BEGIN
PR #5684, opened 2026-01-23
fix: ensure drag handlers update when nodes selection changes programmatically

### LINKED ISSUE #4841: Rectangular selection blocks dragging new preselected nodes

- React Flow / Svelte Flow version: 12.3.5
- Browser and version: Firefox 132.0.2 (64-bit)
- OS and version: Windows 11 Pro 23H2

### Live code example

https://codesandbox.io/p/sandbox/upbeat-vaughan-6c4m56

### Describe the Bug

When an existing node (or nodes) is already selected via rectangular selection (i.e. holding shift and dragging the mouse to select nodes), adding new nodes with `selected: true` and setting `selected: false` on the old nodes causes the new nodes to be undraggable until they are reselected.

1. Rectangle select a node
2. Click the button
3. Attempt to drag the new nodes

### Expected behavior

I expected to be able to drag the newly created nodes immediately, but instead I am not able to drag the new nodes until I reselect them.

### Screenshots or Videos

https://github.com/user-attachments/assets/7f47b6d4-8b36-486d-81c3-171e3b74bc39

### Additional context

It looks like `NodesSelection` is rendered over the new nodes, but [`nodeRef`]`.current` is still `null` when `useDrag`'s effect runs to setup event handlers, so `NodesSelection` gets the mouse events and does nothing with them. I can work around this issue by calling `useStoreApi().setState({ nodesSelectionActive: false })` when the new nodes are added, but reaching into internals like that feels wrong.

[`nodeRef`]: https://github.com/xyflow/xyflow/blob/1e38733da5fc6591a787a01fa0a9853e9ee4339f/packages/react/src/components/NodesSelection/index.tsx#L44

I ran into this while implementing a function that duplicates the currently selected nodes. In that case, it's desirable to deselect the old nodes and select the new nodes so that the new nodes can be moved immediately after duplication.

ysds:
Fixes #4841

## Problem

When a selection rectangle was already displayed (e.g., after box selection), and then nodes were programmatically selected (e.g., adding a new node with `selected: true`), the selection rectangle would move to the new node's position but dragging it would not work.

## Root Cause

The previous implementation used `useEffect` to set up drag handlers, but when `nodeRef.current` became available after the initial render, the drag handlers were not properly initialized.

## Solution

- Replaced `useEffect` with `useIsomorphicLayoutEffect` to ensure drag handlers are set up immediately when the DOM element becomes available
- Added `disabled` parameter to `useDrag` to allow external control
- `NodesSelection` now passes `disabled: !shouldRender` to properly disable drag handlers when not rendered

## How to Test

You can test this fix using the UseNodesInit example. Update the `addNode` function to programmatically select the new node:

```typescript
const addNode = () =>
  setNodes((nodes) => [
    ...nodes.map((node) => ({ ...node, selected: false })),
    {
      id: `${Math.random()}`,
      data: { label: 'new node' },
      position: { x: Math.random() * 400, y: Math.random() * 400 },
      selected: true,
    },
  ]);
```

1. Perform a box selection (Shift + drag) → Selection rectangle should be draggable
2. Click "add node" button → New node is added with selected: true
3. Try to drag the selection rectangle → Should work correctly (this was broken before)

## Note

While working on this fix, I noticed that `nodeClickDistance` is missing from the effect dependencies array. Changes to this parameter won't trigger drag handler updates. This might be worth addressing in a follow-up PR.

### DIFF
--- a/packages/react/src/hooks/useDrag.ts
+++ b/packages/react/src/hooks/useDrag.ts
@@ -3,7 +3,6 @@ import { XYDrag, type XYDragInstance } from '@xyflow/system';
 
 import { handleNodeClick } from '../components/Nodes/utils';
 import { useStoreApi } from './useStore';
-import { useIsomorphicLayoutEffect } from './useIsomorphicLayoutEffect';
 
 type UseDragParams = {
   nodeRef: RefObject<HTMLDivElement>;
@@ -52,13 +51,8 @@ export function useDrag({
     });
   }, []);
 
-  useIsomorphicLayoutEffect(() => {
-    if (disabled) {
-      xyDrag.current?.destroy();
-      return;
-    }
-
-    if (!nodeRef.current || !xyDrag.current) {
+  useEffect(() => {
+    if (disabled || !nodeRef.current || !xyDrag.current) {
       return;
     }
 


moklick:
Thanks again for your help here @ysds - we will have a look 🙏

peterkogo:
@ysds Thanks for taking the time to investigate this! Especially finding the missing dependency....

Unfortunately, your fix does not seem to influence the bug for me. I have pushed a reproduction of the bug as an example (you can test it out by running `pnpm dev` and visiting `http://localhost:3000/examples/node-selection-bug`.

Might I be missing something?

Intuitively, I would have assumed the bug is caused by the way we handle selections. Once the selection box is drawn, explicit deselect or other select events need to happen to deactivate it again – otherwise it simply assumes all selected nodes to be part of the selection box. Need to investigate, though.

ysds:
@peterkogo 
Thanks for taking a look. In my environment (macOS 26.1, Chrome 144.0.7559.133), the issue seems to be resolved. However, I’m sorry that I haven’t been able to verify the behavior on other environments yet.



https://github.com/user-attachments/assets/e8228861-5ee8-4785-8827-ce41440327b3

peterkogo:
I'm sorry, I have misread the issue description! The fix does indeed seem to work.

peterkogo:
The isomorphicLayoutEffect is not needed in this case and I simplified the code a bit.

peterkogo:
@ysds Was there a specific reason you opted to use a `useLayoutEffect` instead of just and `useEffect`?

ysds:
My thinking was that since `NodesSelection` conditionally renders based on `shouldRender`, and `nodeRef.current` only becomes available after the DOM mounts, using `useLayoutEffect` would set up drag handlers synchronously before the browser paints — eliminating a theoretical single-frame gap where the selection box is visible but not yet draggable.
But in practice, that gap is imperceptible, so `useEffect` is sufficient here. Thanks for simplifying it!

moklick:
Thanks @ysds and @peterkogo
END
■ Exercise description
From the material above, set down exactly the lines between the line holding "### Live code example" and the line holding "### Additional context", inclusive. Include nothing else.

■ Written solution
### Live code example

https://codesandbox.io/p/sandbox/upbeat-vaughan-6c4m56

### Describe the Bug

When an existing node (or nodes) is already selected via rectangular selection (i.e. holding shift and dragging the mouse to select nodes), adding new nodes with `selected: true` and setting `selected: false` on the old nodes causes the new nodes to be undraggable until they are reselected.

1. Rectangle select a node
2. Click the button
3. Attempt to drag the new nodes

### Expected behavior

I expected to be able to drag the newly created nodes immediately, but instead I am not able to drag the new nodes until I reselect them.

### Screenshots or Videos

https://github.com/user-attachments/assets/7f47b6d4-8b36-486d-81c3-171e3b74bc39

### Additional context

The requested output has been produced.